--- START ---

PR #5243, opened 2024-06-23
feat: Rewrite TableEditor from Scratch

### LINKED ISSUE #1999: [ENHANCEMENT] Table Heading enforced
Hi, i've tried using a table without a header (by removing the |--|--| line). But it keeps getting added again. According to the documentation (at least how i understand it), the table header is optional.

https://docs.zettlr.com/en/core/tables/

"""Optionally, you can also add a heading row, which may also indicate the alignment using colons (left, right, or center):"""

## Description
remove the automatic addtion of the |--|--| line if it's not in the table

## Proposed Changes
heading line would only be optionally in bold writing

### LINKED ISSUE #3596: Large tables cause the view to scroll down upon update
### Description
Adding or removing rows or columns to a table can cause the view to scroll down the page.
Changing the theme produces the same effect.

My guess is that the table momentarily becomes raw text, which is shorter than a table row.
Then, the text expands back into a table and pushes the screen down with it

### Reproducing
Create a file with a (sufficiently large) table at the top and many lines of text at the bottom.
Add a row to the bottom of the table.

**or**: while the large table is in frame, change themes.

### Zettlr Version
2.3.0 (UUID: 56bb8ed2-45e8-4c39-a961-66a2589fd908)
running on win32 10.0.19043 (architecture: x64)

### Installation Method
From the Website

### Your Platform
- [x] Windows
- [ ] macOS
- [ ] Linux

### Architecture
- [x] ARM 64bit
- [ ] Intel 64bit

### Operating System Version
Windows 10

### Additional Information
No response

### LINKED ISSUE #4657: Horrible typing issues with a big table in a long document
### Description

I'm writing my thesis, it's therefore a long document (right now around 46k characters) and wanted to introduce a table. After reading the table editor instructions after a few failed tries (sorry, not a very intuitive feature), I created a table of around 8 rows and 4 columns. As soon as it was saved, and I wanted to start typing again, the typing was EXTREMELY slow and also did not type correctly - as it was catching every other typed letter.

### Reproducing

Create a long document (mine is around 45k characters) and a large table and start writing. Not sure if reproducible or just me.

### Zettlr Version

Stable (most recent version)

### Specify version

_No response_

### Installation Method

None

### Your Platform

- [X] Windows
- [ ] macOS
- [ ] Linux

### Architecture

- [X] Intel 64bit
- [ ] ARM 64bit

### Operating System Version

Windows 11

### Additional Information

_No response_

### LINKED ISSUE #5080: Data disappear from table when saving
### Description

Hello, 

Sorry if this has been discussed, but I didn't find any issue like this one.

When I save a file with a table (at least 2 rows and 2 columns), data disappear from the last edited cell, or sometimes it switches back to the previous version.

I haven't noticed any clue on why this is happening.

My configuration:
- Zettlr 3.0.5 (Windows)
- Theme: Berlin with dark mode
- "Accentuation du rendu" activated (sorry, I don't know how this option is called in English…)

It is very annoying since it makes the use of table unstable and unreliable.

Is it a documented issue?

Regards,

### Reproducing

As far as I know, you only need to create a table with at least 2 rows and 2 columns and add some data.

### Zettlr Version

Stable (most recent version)

### Specify version

3.0.5

### Installation Method

None

### Your Platform

- [X] Windows
- [ ] macOS
- [ ] Linux

### Architecture

- [ ] Intel 64bit
- [ ] ARM 64bit

### Operating System Version

Windows 10

### Additional Information

_No response_

### LINKED ISSUE #5190: Moving the mouse toward the top left corner of the app causes Table Alignment hover menu to shows up.
### Description

When a note having a markdown file containing a table is opened and the Table Editor option enabled, hovering the mouse to the left of the "File manager" button (or to the left of "File button" with Native Window Appearance disabled) on the toolbar will cause the Table Alignment hover menu to appear when it should not.

### Reproducing

1. Open Preference > Editor and make sure Table Editor is enabled
2. Create an empty Markdown file
3. Create a Table

If Native Windows Appearance option is enabled, hovering the mouse to the left of "File manager" button on the toolbar will cause the Table Alignment hover menu to show up.

If Native Windows Appearance option is disabled, hovering the mouse to the left of "File" button on the toolbar will cause the Table Alignment hover menu to show up.

### Zettlr Version

Stable (most recent version)

### Specify version

3.1.1

### Installation Method

From the Website or GitHub

### Your Platform

- [ ] Windows
- [ ] macOS
- [X] Linux

### Architecture

- [X] Intel 64bit
- [ ] ARM 64bit

### Operating System Version

Fedora 39 (Xfce)

### Additional Information

It created many instances of all table hover items when the bug happen.

image

nathanlesage:
## Description

This PR provides a wholly rewritten table editor. The aim is to fix several data loss issues that are scattered around the repository right now. For that, the table editor now hooks much more into the novel CodeMirror 6 API and ensures that any changes -- inside and outside of tables -- is always retained in the main editor, and never in some additional state that needs to be synchronized. This addresses the main issue that many people had where it was intransparent that they had to perform a special action before changes were persisted to the actual document.

## Changes

* Completely remove the old TableEditor
* Provide a rewritten one that keeps all changes in the main view, and only provides a GUI on top of Markdown tables

## Additional information

Currently, this PR is in draft status, since I haven't been able to fully replicate the old editor's functionality yet.

Fixes the following issues:

* Fixes #4657
* Fixes #5190
* Fixes #5080
* Fixes #3596
* Fixes #1999

Tested on: macOS Sonoma 14.5


Liam-Twomey:
A similar project is the Obsidian advanced tables [plugin](https://github.com/tgrosinger/advanced-tables-obsidian), thought it could be a useful reference for this PR and wanted to bring it to your attention.

source/common/modules/markdown-editor/commands/tables.ts
```diff
@@ -0,0 +1,408 @@
...
+ */
+
+import { syntaxTree } from '@codemirror/language'
+import { ChangeSpec, EditorSelection, SelectionRange } from '@codemirror/state'
+import { EditorView } from '@codemirror/view'
+import { parseTableNode } from '../../markdown-utils/markdown-ast/parse-table-node'
+import { SyntaxNode } from '@lezer/common'
+
+/**
+ * Takes a tale node and the corresponding Markdown source and returns a list of
```
kyaso, line 24:
```suggestion
 * Takes a table node and the corresponding Markdown source and returns a list of
```

nathanlesage:
jfc, tables are hard.

I have by now fixed a few issues with empty cells and inserting whitespace at the start/end, but I totally forgot that I already included a custom Grid table parser, which the table parser in the MarkdownAST (so the second stage parser that takes a Lezer parse tree and emits an actual AST) now no longer supports. It's now more stable with regard to sloppy pipe tables, albeit it doesn't correctly parse pipe tables with "+" as a delimiter in the header row instead of the regular "|".

Also, the commands still haven't made progress. But anyhow, it is progressing, albeit *very* slow.

nathanlesage:
I'm making progress with the commands. What is still missing are the deletion commands (both rows and columns), the clear commands (same), and the auto-alignment transaction extender.

Quick TODO list for the table commands (reminder that this comprises the first development milestone, CC @sensologica so you have an overview over what needs to be done before I can get to the tab selection field as discussed in the appropriate issue):

- [ ] The commands currently insufficiently account for grid tables
- [ ] The column commands currently require the cursor to not sit somewhere in the whitespace around a table. This becomes an annoyance in tables with little content that are properly aligned (because the amount of whitespace padding the table exceeds the amount of characters at which positions the commands are triggered)
- [ ] The commands currently don't handle selection changes (especially swapping and adding should move the cursor to the swapped or added columns/rows)
- [ ] Both the Lezer and AST parser currently don't handle complex grid tables (which should be handled, even though I won't support them in the table editor)
- [ ] After implementing the auto-alignment, run some performance tests to see at which point we shouldn't update in real time anymore\*, and rather update on cell movements (also, make it disableable)
- [ ] Think of proper commands. I have now tried to stick with Tab and Enter for movement and Alt-Shift-Arrow keys for additions in all four directions. This works well, but we may want to discuss this.

\* *Auto alignment refers to the automatic re-alignment of a table in case of modifications; real-time here refers to an update every time the user inserts or deletes a character, whereas non-real time would involve updating only on cell movements, i.e., when the user presses Tab or Enter to move between cells*

Furthermore, we have to document the following:

* The table editor won't pre-render "simple" tables (though supported by Pandoc) or grid tables, because both can become very complex and especially grid tables can't be properly handled by the way the table editor is implemented. Simple tables haven't been supported in a long time and the Pandoc team itself mentioned we shouldn't bother to. Grid tables, on the other hand, are rarely used.
* Complex grid tables (with multiple lines per cell, colspans, and rowspans) aren't handled properly by both Lezer and AST parsers. We should at least attempt it so that at least Markdown→HTML conversion during copying works. But this is OOS for this PR. I'm happy with providing a bug-free table editor experience, I don't have the time to fix Markdown tables as such.

nathanlesage:
Update: Hit a soft milestone today: As of now, all table commands are implemented. *However*, there are still some issues. This merely solves the "blank page problem," the two primary issues that remain are the missing selection setting and that the commands still may work a bit iffy with grid tables.

I hope that another day of intensive coding will remedy this and we're done with the first milestone, after which we can get to other issues, before implementing the GUI for the table editor.

nathanlesage:
Some notes for the review later on (before I forget this). @kyaso You don't need to review just yet, since I want to fix a few things before. Here I wanted to only provide a few notes on what the code is supposed to do so that it is easier for you to dig through this code once I'm done:

**How the Commands are Supposed to Work**

I tried to design the commands as efficiently as possible, but they turned out to be already quite complex (without even yet fully supporting even simple grid tables!).

Each command calls `mapSelectionsWithTables`, which is essentially just a glorified `forEach` loop, that makes certain guarantees, and behavior:

* If `callback` is called, it will be for a valid table `SyntaxNode` that the AST parser could successfully turn into a `Table` node, and that contains at least one valid selection range.
* Within these callbacks, all commands receive all ranges that are somewhere contained within the table, and are responsible for iterating over the ranges if necessary. That means that, if you have multiple cursors in different cells, `Tab` will advance all these ranges to the corresponding next cells.
* I have defined quite a few utility functions that hopefully make the code simpler to read and ensure that the commands work consistently
* The callbacks can return `undefined` which gets automatically filtered.
* I use quite a lot of calls to `flat()`, since the way I implemented the code (I often try to follow a MapReduce procedure because I learned it at Uni and it seems very elegant for these purposes) often produces n-dimensional arrays. If you spot a way where we could simplify this that would be amazing.
* Most commands return `TransactionSpec`s from the callback, to preserve or set new selections, the call to `target.dispatch(...tr)` ensures that CodeMirror combines all of them into one transaction
* All commands return `false` when they didn't make a change (`changes.length === 0`) to ensure that overloaded commands get a chance to run if no selection was within a table

**Available keyboard commands**

To ensure we can properly test it, and also because I want these commands to also work when the user has disabled the TableEditor, I have assigned all commands a keyboard shortcut, sometimes overloading the existing ones (i.e., a shortcut will run a table command if in a table, or the default one if not). IMPORTANT: Many aren't yet set in stone; I tried to be reasonable, but I expect some to change before merging this PR. Here's the current, temporary keymap for table commands:

* <kbd>Tab</kbd>: Move to the next cell (<kbd>Shift</kbd> for previous cell)
* <kbd>Enter</kbd>: Move to the next row (<kbd>Shift</kbd> for previous row)
* <kbd>Alt-Shift-ArrowUp</kbd>: Add a row before the one where the cursor is in
* <kbd>Alt-ArrowUp</kbd>: Swap the current row with the previous one (accounting for delimiting rows where necessary)
* <kbd>Alt-Shift-ArrowDown</kbd>: Add a row after the one where the cursor is in
* <kbd>Alt-ArrowDown</kbd>: Swap the current row with the next one (accounting for delimiting rows where necessary)
* <kbd>Alt-Shift-ArrowRight</kbd>: Add a new column to the right of the one where the cursor currently is in
* <kbd>Alt-ArrowRight</kbd>: Swap the current column with the next one
* <kbd>Alt-Shift-ArrowLeft</kbd>: Add a new column to the left of the one where the cursor currently is in
* <kbd>Alt-ArrowLeft</kbd>: Swap the current column with the previous one
* <kbd>Shift-Mod-k</kbd>: Delete the current column
* <kbd>Mod-Backspace</kbd>: Clears out the current column (i.e., inserts whitespace)
* <kbd>Shift-Mod-Backspace</kbd>: Clears out the current row (i.e., inserts whitespace)
* <kbd>Alt-Shift-Mod-Backspace</kbd>: Clears out the entire table
* <kbd>Alt-c</kbd>: Aligns the current column center (by placing colons in the delim row)
* <kbd>Alt-l</kbd>: Aligns the current column left
* <kbd>Alt-r</kbd>: Aligns the current column right

… Jesus Christ, I just realized how massive the amount of changes already is. @sensologica But do you understand now why I believe I should finish this work before distracting myself with anything else? :D

kyaso:
@nathanlesage Thanks for the summary, this will be super helpful during the review!

Also, apologies for being inactive on this PR 🙁 I’ve been quite busy over the past few months and couldn’t find the time to work on it properly. But looks like you are in a flow state with the recent changes, so looking forward to reviewing it! :D

nathanlesage:
Don't worry, I have accepted that I'll just write the logic myself, and as long as you can give it a good review, then I'm absolutely happy and satisfied! 🙏🏼❤️

nathanlesage:
I think we're mostly set for testing the table editor! There's just a single thing that I haven't yet gotten to do: The drag and dropping of the table. But I feel as if that is something I can deliver during the actual beta phase. So for all intents and purposes, I believe the PR is ready for review @kyaso @sensologica 

Also @sensologica I feel that the padding for the tables is a tad too generous, I prefer more tight tables — any opinions?

telegram-cloud-photo-size-2-5433937381486096611-y

nathanlesage:
We have mainly two remaining "problems" that make the TableEditor somewhat inferior to raw code editing:

* Currently, selections aren't synchronized between the two views (because that somehow causes the subview to become unresponsive to mouse presses, idk)
* Some extensions don't work in the subview (mostly only those who shouldn't work there anyhow, but also a few useful ones such as smart quotes).

In an ideal world, I could just literally mirror everything, with the only change between the main and sub views being that the subview only shows the cell content. I'm not yet sure, however, how to do that. But that would be ideal.

nathanlesage:
Update: Did some digging. The problem with clicking again to move the selection is that the main editor view focuses itself on such an event, and if I pass everything just to the main view, this also includes selection pointer events.

In addition, there is something weird happening with the selections if I do it this straight-forward. I'll have to investigate further.

nathanlesage:
> When editing, the view would jump to the top of the document when switching cells with Tab or Enter and then jump to the cell being edited once I start typing.

This is likely caused by the way the subviews are mounted in the table. Specifically, I suspect (I am writing this mostly as a reminder to myself to check that), that, when you press tab, the selection in the underlying main view is forwarded (or retracted) to the next/previous cell. This then causes an update in the table, which will first remove the existing subview from the "old" cell, and then instantiate another subview. As soon as a CodeMirror instance loses focus, the main editor regains focus, and as all editors try to pull their own respective selection into view, it could be that in the small amount of time it takes to move the subview to the other cell, that the main view gains focus momentarily and manages to drag the scroll bar up, and the subview can't pull it back down. Maybe we can fix this by first instantiating the new subview, and only then removing the old one. But that's what I'll have to check!

***

Then, some additional observations from @wideaperture (thanks a ton!):

* [x] Upper controls cropped when table appears at the top of the editor pane
  * Likely an easy fix, as I did it with the other sides of the table (negative margin and padding)
* [x] Underlines appear intermittently when editing heading rows.
  * This is a simple CSS rule that should be quick to fix
* [x] Apparent drag/drop UI element doesn't do anything.
  * That's a very nice compliment to @sensologica that the element is dead-simple to understand! Yes, it shall drag and drop columns and rows… I just didn't implement that yet!
* [x] No way to opt out of using a heading row.
  * This is unfortunately a requirement of Markdown tables, and was also the case with the last table editor, too.
* [x] Deleting a row causes the table editor to degrade to raw markdown.
  * Good catch! This only happens in the top row (which is the only one my lazy ass didn't test), and should be mitigate-able by improving the corresponding command
* [x] "Insert new row below" does not appear to work in context menu.
  * Thanks for discovering, I'll look into this
* [ ] Column sorting does not appear to work.
  * Ah damn, that is something I forgot…

nathanlesage:
Another note: I just realized that the negative margins offset background layers, which makes it look bad, so I will have to find another way of doing that (see screenshot)

image

nathanlesage:
Aaand another observation: One doesn't even have to have a table cell active for the editor to exhibit jumping.

wideaperture:
One thing I noticed in the test install what’s that the block quotes in my documents ended up with weird indentation, where the first line of the quote appeared further to the left than the subsequent lines. Not sure if this might be some CSS from the table, editor bleeding over into the rest of the document.

nathanlesage:
That might be the additional padding I added to show the table buttons. Unfortunately, otherwise I can't make them appear; so we have the choice between weird style glitches OR a slightly indented table.

Or we could move the left side buttons to the right side. @sensologica thoughts?

nathanlesage:
This is how the table editor would look like with spacings and margins that work properly:

image

The big issue is that this indents it by a few pixels to the left (see the table below "alignment test table", note how indented it is.

@sensologica @wideaperture

kyaso:
@nathanlesage Just FYI, I'm already in the process of reviewing the PR bit by bit (whenever I find some time). But oh boy, is it massive 😱😂

nathanlesage:
Im sorry 😂🙈

But it's good to know that you're reviewing now -- I'll let the PR rest for now so that the code doesn't change -- take your time, the app has enough other construction sites to comb through 🚧

kyaso:
Oh, and just to clarify — my initial comment wasn’t about you pushing changes during my review. I just wanted to let you know I was on it and hadn’t lost track!

So, if you have anything to change, go ahead!

source/common/modules/markdown-editor/table-editor/util/data-exchange.ts
```diff
@@ -0,0 +1,67 @@
...
+
+/**
+ * This syncAnnotation is used to tag all transactions originating from the main
+ * EditorView when dispatching them to the subview to ensure they don't get
+ * re-emitted.
+ */
+export const syncAnnotation = Annotation.define<boolean>()
+
+export function dispatchFromSubview (mainView: EditorView): (tr: Transaction, subview: EditorView) => void {
+  return (tr: Transaction, subview: EditorView) => {
```
sensologica, line 28: Maybe `tr` could be renamed to `t` or `tran`? Out of habit I read `tr` as HTML table row.

source/common/modules/markdown-utils/markdown-ast/parse-table-node.ts
```diff
@@ -12,149 +12,242 @@
...
 
-import { type SyntaxNode } from '@lezer/common'
-import type { Table, TableRow, TableCell } from '../markdown-ast'
-import { getWhitespaceBeforeNode } from './get-whitespace-before-node'
-import { parseChildren } from './parse-children'
+import type { SyntaxNode } from '@lezer/common'
+import type { Table, TableRow, TableCell, TextNode } from '../markdown-ast'
 import { genericTextNode } from './generic-text-node'
+import { parseChildren } from './parse-children'
+// import { logLezerTree } from './debug-tree-logger'
```
sensologica, line 26: If not needed, this import should be deleted.

source/common/modules/markdown-editor/table-editor/commands/tables.ts
```diff
@@ -0,0 +1,169 @@
...
+  
+      if (idx === undefined) {
+        return undefined
+      }
+  
+      const delimChar = ctx.tableAST.tableType === 'grid' ? '+' : delimLine.includes('|') ? '|' : '+'
+      const fillChar = ctx.tableAST.tableType === 'grid' ? '=' : '-'
+      const delimOffsets = getDelimiterLineCellOffsets(delimLine, delimChar)
+      const [ from, to ] = delimOffsets[idx]
+      if (which === 'left') {
```
sensologica, line 57: Maybe `which` could be renamed to `alignTo` to make these conditionals read better?

source/common/modules/markdown-editor/table-editor/context-menu.ts
sensologica, line 1: Are we sure we want to group context menu items by type of action instead of by target? See the attached screenshot for an alternative grouping.

Screenshot 2025-05-09 at 10 24 04

sensologica (commented):
Wow that is _a lot_ of code! Bravo, Hendrik!

The table editor looks very promising. Of course there are a few expected early-days rough corners here and there, but overall it's amazing how much better it works than the previous version.

I've left some comments, mostly just small opinions/suggestions. Feel free to ignore if you disagree. I will welcome any feedback on how to make my code reviews more useful in the future (what specifically you want me to look for, etc.).

Now my biggest gripes with the table editor are actually related to my design, now that I see it in-context. I think we can simplify it a lot. I am not sure the on-hover outline is needed. Also, the colors of the alternating rows are too contrasty and break up the uniformity of the table. And other things like the controls are too bulky and too close to the table border. But all this is on me. So please let me know once you are done on your end and I will go ahead and do a design cleanup pass to make sure the tables look as good as possible before we release.

sensologica:
Another example where clicking into a table causes jumping:

https://github.com/user-attachments/assets/1ce8ae14-3551-4c81-ae03-850365919d87

nathanlesage:
> Now my biggest gripes with the table editor are actually related to my design, now that I see it in-context. I think we can simplify it a lot.

Please, go ahead -- aside from some minor bugs that aren't related to the functionality itself, the table editor is mostly done so we don't do double work if you start giving it another pass! I'll check your comments soon!

source/common/modules/markdown-utils/markdown-ast/index.ts
```diff
@@ -344,14 +357,13 @@ export interface Table extends MDNode {
    */
   rows: TableRow[]
   /**
-   * A list of column alignments in the table. May be undefined; the default is
-   * for all columns to be left-aligned.
+   * A list of column alignments in the table.
    */
-  alignment?: Array<'left'|'center'|'right'>
+  alignment: Array<'left'|'center'|'right'>
```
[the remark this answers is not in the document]
nathanlesage: Usually, type hints will already provide you with only those strings, and the linter will underline any string which expects left, center, or right, but receives something else. An enum would require a bit more writing (e.g., `TableAlignment.Left` instead of simply `left`).

source/common/modules/markdown-editor/table-editor/util/data-exchange.ts
nathanlesage: I decided to stick with `tr`, as that is the standard variable name for transactions with CodeMirror. I agree that it introduces semantic ambiguity, but I don't feel that it's confusing, especially since you always have type annotations that clarify if its a TR element, or a transaction.

nathanlesage:
@sensologica I have now implemented all your (pretty good!) review comments.

Also, I have now removed a lot of the theming, to make the tables very simple and thus easier on the eyes.

Regarding the context menu: I have now implemented your suggestion, but I've seen that for Obsidian, for example, they've put some frequently-used items on the top level, and I think we should do the same. But I'd argue let's first see what items users actually use frequently.

nathanlesage:
Status update: I found and fixed one more bug, but there is one final annoying thing: I can't insert spaces at the end or beginning of table cells without the table editor widget swallowing them. But apart from that I can't find any new bugs. Once that is done, we're ready for a … lengthy beta phase.

nathanlesage:
Another update: It's almost good. I think we can soon merge this. There are a few remaining visual oddities, but it works almost flawlessly. Citation rendering support is now also there.

nathanlesage:
I think it's now finished. The only two remaining issues that don't work yet are sorting columns and dragging and dropping columns and rows. Apart from that, everything appears to work now. I'll let this rest a few more hours, and then merge so that it can be included in tomorrow's nightly for some rounds of alpha testing before we enter the beta phase.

--- END ---

TASK PROMPT:
All lines from the opening of the records through the line where "https://docs.zettlr.com/en/core/tables/" occurs are to be output verbatim. No other line belongs in the answer.

EXERCISE OUTPUT:
PR #5243, opened 2024-06-23
feat: Rewrite TableEditor from Scratch

### LINKED ISSUE #1999: [ENHANCEMENT] Table Heading enforced
Hi, i've tried using a table without a header (by removing the |--|--| line). But it keeps getting added again. According to the documentation (at least how i understand it), the table header is optional.

https://docs.zettlr.com/en/core/tables/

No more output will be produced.